Seeing Tycho at Edgefield is the Perfect Distraction from the World’s Slow Unraveling

The meticulous pairing of sight and sound remains Tycho’s strongest point of distinction.

(Henry Cromett)

While popular consciousness has long imagined the sound of the end of the world to be chaotic and violent, Scott Hansen has a considerably different idea of what should be playing while the final embers of civilization slowly burn out.

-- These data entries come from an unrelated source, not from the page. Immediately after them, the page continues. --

PR #365, opened 2021-08-24
Run all indirect business rules on workbasket clean

simonwo:
Previously this only detected a small subset of relations and so didn't run many indirect business rules. It now correctly returns relations and runs all of the appropriate indirect business rules.

### DIFF
--- a/common/business_rules.py
+++ b/common/business_rules.py
@@ -7,12 +7,11 @@ from typing import Iterable
 from typing import Iterator
 from typing import Mapping
 from typing import Optional
-from typing import Set
-from typing import Tuple
 from typing import Type
 from typing import Union
 
 from django.core.exceptions import ObjectDoesNotExist
+from django.core.exceptions import ValidationError
 from django.db.models import QuerySet
 
 from common.models.records import TrackedModel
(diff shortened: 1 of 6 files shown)


common/business_rules.py
```diff
@@ -102,19 +103,15 @@ def get_linked_models(
...
-                    related_instance = getattr(model, field.name)
-                    yield current_related_instances.get(
-                        version_group=related_instance.version_group,
-                    )
+                    related_instances = [getattr(model, field.name)]
+                for instance in related_instances:
+                    try:
+                        yield instance.version_at(transaction)
+                    except TrackedModel.DoesNotExist:
+                        continue
```
rachaelcodes, line 114: Not a change request, but out of interest, why are we skipping here?

common/models/records.py
```diff
@@ -638,17 +638,27 @@ def version_at(self: Cls, transaction) -> Cls:
 
     @classmethod
     def get_relations(cls) -> list[tuple[Field, type[TrackedModel]]]:
-        """Find all foreign key and one-to-one relations on an object and return
-        a list containing tuples of the field instance and the related model it
-        links to."""
+        """Find all the models that are related to this one either a link stored
+        on this model or on the related model and return a list containing
+        tuples of the field instance and the related model."""
```
rachaelcodes, line 643: I found this a bit tricky to parse. Could it be "...to this one (either a link stored on this model or on the related model) and...'?

rachaelcodes (approved):

common/business_rules.py
simonwo: Because `related_instances` will return all instances, even deleted ones, and `version_at` will return `DoesNotExist` if the item has been deleted as of a certain transaction. That's ok, because we don't need to run indirect business rules against deleted things. I'll add a comment to clarify.

common/models/records.py
```diff
@@ -638,17 +638,30 @@ def version_at(self: Cls, transaction) -> Cls:
...
-            and not f.auto_created
-            and f.concrete
+            if (f.many_to_one or f.one_to_one or f.one_to_many)
             and f.model == cls
             and issubclass(f.related_model, TrackedModel)
+            and f.related_model is not TrackedModel
+        ]
+
+    @classmethod
+    def get_objects_linked_to(cls) -> list[tuple[Field, type[TrackedModel]]]:
```
andyhd, line 658: Tiny quibble - this returns classes, so maybe the name should be `get_models_linked_to` or `get_linked_models` or something, but avoiding `objects`. And is the order important? If not, perhaps return `dict[Field, type[TrackedModel]]` instead?

andyhd (approved):

andyhd (approved):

Though there was nothing overtly apocalyptic about Tycho's set at Edgefield on June 28, it's hard to imagine a better distraction from the world's slow unraveling than the group's gentle assault of sleek techno and kaleidoscopic visuals.

(Henry Cromett
(Henry Cromett)
(Henry Cromett)

Originally a designer with a flair for warm, oversaturated panoramas and Kubrick-esque retro-futurism, Hansen's spent the past decade figuring out how to translate the feelings evoked by his visual work into danceable audio sensations. Aside from an incredibly bizarre sequence inspired by 2001: A Space Odyssey, the meticulous pairing of sight and sound remains Tycho's strongest point of distinction.

(Henry Cromett)
(Henry Cromett)
(Henry Cromett)

The hour-long set featured an even spread from his four most well-known albums. Favorites like "Montana" and "A Walk" satisfied the audience's thirst for the dream-like ear candy that's grown Tycho's popularity considerably since 2014's Awake. But newer tracks like "Source" and "Division"—which both lean heavily on interlocking guitar buildups and drummer Rory O'Connor's metronomic rigidity and explosive jazz fills—were solid evidence of the group's evolution from a bedroom project into a cohesive and dynamic live unit that's successfully weaned themselves off laptops.